La Tante Claire was awarded its 1st Michelin star in the first year after it opened. Even nowadays this is quite exceptional. But it didn't stop there. La Tante Claire was awarded it's 2nd star in 1980 and its 3th star in 1993. After Michel and Albert Roux Pierre Koffmann was the third chef to be awarded 3 Michelin stars. Marco Pierre White was the fourth chef with 3 stars in 1995. In 1993 La Tante Claire must have been the only 3 star restaurant in London (Le Gavroche lost its third in 1993). When La Tante Claire closed in January 2003 it still held 2 stars. I am not sure when the restaurant lost its third star but I guess it must have been after the move from Royal Hospital Road to the Berkeley Hotel in 1998. (update: La Tante Claire lost its third star in the 1999 guide)
And at the Berkeley Hotel it was where Pierre Koffmann opened Koffmann's in July this year. And the Berkeley it was where I went last Sunday for lunch!
The menu at Koffmann's seems uncomplicated and at first sight has simple dishes on it. You think you are in a bistro, but looks can be deceiving... As a starter I had the black pudding with apple and my husband Xavier ("X") had the Heritage tomato salad with a goat's cheese and basil sorbet.
The black pudding with baked apple was served just as it was described on the menu - black pudding and apple served on a round piece of toast. Perfectly simple and simply perfect. The black pudding was home-made. The spice mixture of the black pudding reminded me of mixed spice and it was gorgeous. The tomato salad X had, was lovely. The goat's cheese and basil sorbet went really well with the tomatoes - of course it would. After the starters I already started to realise that this wasn't just simple food but simple ingredients cooked to perfection by a great artist.
Anyway, the mains. I had the rabbit with mustard and X had the braised beef cheeks. When I tasted my rabbit it really came to me. Even though Koffmann's aims at simplicity, the dishes express clearly that they were created by one of the grand masters of the French cuisine. If this was the simple version of what Pierre Koffmann can do, I shudder to think what the food at La Tante Claire must have been like. I was well and truly moved. That last time I was served such an excellent rabbit dish was at Raymond Blanc's Le Manoir earlier this year. The presentation of Koffmann's rabbit was slightly more rustic but it was classic French cooking at its very best, nonetheless. Needless to say that the beef cheeks were a dream too.

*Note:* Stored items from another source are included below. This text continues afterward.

Issue #271, opened 2021-02-06
ghc-lib-parser doesn't compile on ghc 9.0.1


GeorgeCo:

shayne-fletcher:
Version 9.0.1.20210207 is now on Hackage. Could you give that a try please?

GeorgeCo:
It installs now. Thanks, that was very quick!

PR #272, opened 2021-02-07
Enable ghc-9.0 as a build compiler

shayne-fletcher:
- Updates: `base < 4.16`, `ghc-prim < 0.8`;
- The logic for `applyPatchGhcPrim` needs an update now there is the possibility of `ghc-prim-0.7` (which ships with ghc-9.0.1);
- Fixes https://github.com/digital-asset/ghc-lib/issues/271.

I've hand verified these fixes using Cabal. Unfortunately building with `stack` and resolver `ghc-9.0` is broken preventing me from adding tests in this PR.

### DIFF
--- a/ghc-lib-gen/src/Ghclibgen.hs
+++ b/ghc-lib-gen/src/Ghclibgen.hs
@@ -446,10 +446,10 @@ applyPatchGhcPrim ghcFlavor = do
       writeFile tysPrim .
           replace
               "bcoPrimTyCon = pcPrimTyCon0 bcoPrimTyConName LiftedRep"
-              "\n#if __GLASGOW_HASKELL >= 900\nbcoPrimTyCon = pcPrimTyCon0 bcoPrimTyConName LiftedRep\n#else\nbcoPrimTyCon = pcPrimTyCon0 bcoPrimTyConName UnliftedRep\n#endif\n" .
+              "\n#if __GLASGOW_HASKELL__ >= 900\nbcoPrimTyCon = pcPrimTyCon0 bcoPrimTyConName LiftedRep\n#else\nbcoPrimTyCon = pcPrimTyCon0 bcoPrimTyConName UnliftedRep\n#endif\n" .
           replace
               "bcoPrimTyConName              = mkPrimTc (fsLit \"BCO\") bcoPrimTyConKey bcoPrimTyCon"
-              "\n#if __GLASGOW_HASKELL >= 900\nbcoPrimTyConName              = mkPrimTc (fsLit \"BCO\") bcoPrimTyConKey bcoPrimTyCon\n#else\nbcoPrimTyConName              = mkPrimTc (fsLit \"BCO#\") bcoPrimTyConKey bcoPrimTyCon\n#endif\n"
+              "\n#if __GLASGOW_HASKELL__ >= 900\nbcoPrimTyConName              = mkPrimTc (fsLit \"BCO\") bcoPrimTyConKey bcoPrimTyCon\n#else\nbcoPrimTyConName              = mkPrimTc (fsLit \"BCO#\") bcoPrimTyConKey bcoPrimTyCon\n#endif\n"
         =<< readFile' tysPrim
         )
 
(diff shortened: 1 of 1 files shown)


shayne-fletcher:
[This issue](https://github.com/commercialhaskell/stack/issues/5486) tracks the problem building packages with stack and ghc-9.0.1.

ghc-lib-gen/src/Ghclibgen.hs
```diff
@@ -446,33 +446,37 @@ applyPatchGhcPrim ghcFlavor = do
       writeFile tysPrim .
           replace
               "bcoPrimTyCon = pcPrimTyCon0 bcoPrimTyConName LiftedRep"
-              "bcoPrimTyCon = pcPrimTyCon0 bcoPrimTyConName UnliftedRep" .
+              "\n#if __GLASGOW_HASKELL >= 900\nbcoPrimTyCon = pcPrimTyCon0 bcoPrimTyConName LiftedRep\n#else\nbcoPrimTyCon = pcPrimTyCon0 bcoPrimTyConName UnliftedRep\n#endif\n" .
```
cocreature, line 449: maybe throw some `unlines` in there and spread the text over multiple lines to make it easier to read?

ghc-lib-gen/src/Ghclibgen.hs
```diff
@@ -446,33 +446,37 @@ applyPatchGhcPrim ghcFlavor = do
...
     let createBCO = "libraries/ghci/GHCi/CreateBCO.hs"
     when (ghcFlavor >= Ghc901) (
       writeFile createBCO .
+          replace
+              "{-# LANGUAGE RecordWildCards #-}"
+              "{-# LANGUAGE RecordWildCards #-}\n{-# LANGUAGE CPP #-}" .
           replace
               "do linked_bco <- linkBCO' arr bco"
-              "do BCO bco# <- linkBCO' arr bco" .
+              "\n#if __GLASGOW_HASKELL__ >= 900\n     do linked_bco <- linkBCO' arr bco\n#else\n     do BCO bco# <- linkBCO' arr bco\n#endif" .
```
cocreature, line 464: shouldn’t this check on ghc-prim instead of GHC? Given how closely they are tied together, it probably doesn’t matter too much but it is a bit confusing.

cocreature, line 464: These all follow the same pattern. Match on something, wrap it in the if and don’t modify it for GHC >= 9.0, do something else for older GHCs. Can we factor this out?

ghc-lib-gen/src/Ghclibgen.hs
cocreature: Or even better as suggested below, put it in a helper function.

cocreature (approved):
LGTM with a few comments, thanks!

shayne-fletcher:
@cocreature good comments. if you don't mind, let's capture these in issues, land this and address in a follow up

ghc-lib-gen/src/Ghclibgen.hs
shayne-fletcher: Issue https://github.com/digital-asset/ghc-lib/issues/275

ghc-lib-gen/src/Ghclibgen.hs
shayne-fletcher: Issue https://github.com/digital-asset/ghc-lib/issues/275

ghc-lib-gen/src/Ghclibgen.hs
shayne-fletcher: Issue https://github.com/digital-asset/ghc-lib/issues/275

shayne-fletcher:
> @cocreature good comments. if you don't mind, let's capture these in issues, land this and address in a follow up

https://github.com/digital-asset/ghc-lib/issues/275

ghc-lib-gen/src/Ghclibgen.hs
shayne-fletcher: i think we'll want `if MIN_VERSION_ghc_prim(0, 7, 0)` in the meantime, the line you comment indicates an error. should be `__GLASGOW_HASKELL__`. i'll push a fix for that.

cocreature:
Let’s please at least fix the `ghc-prim` stuff in this PR.

shayne-fletcher:
We can do that. Give me a few hours.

For the dessert I had the Gascon apple pie with Armagnac and X had the extra bitter chocolate mousse. My apple pie was very elegant and tasty. The perfect end to a perfect meal. X's chocolate mousse was light and rich at the same time. Especially liked the bitter orange compote that was hidden underneath the mousse.
Pierre Koffmann strikes me as a chef who no longer needs to put his ego on a plate. He is comfortable to let the ingredients shine. Like a great winemaker who merely aims to let the terroir speak. After dessert we were fortunate enough to get a kitchen tour by Eric Garnier, the very competent and charming maitre d'. We even got a glimpse of Marcus Wareing's kitchens (which are closed on Sundays). The Berkeley hotel is very lucky to have both Pierre Koffmann and Marcus Wareing under the same roof. Two outstanding chefs following different avenues of thought.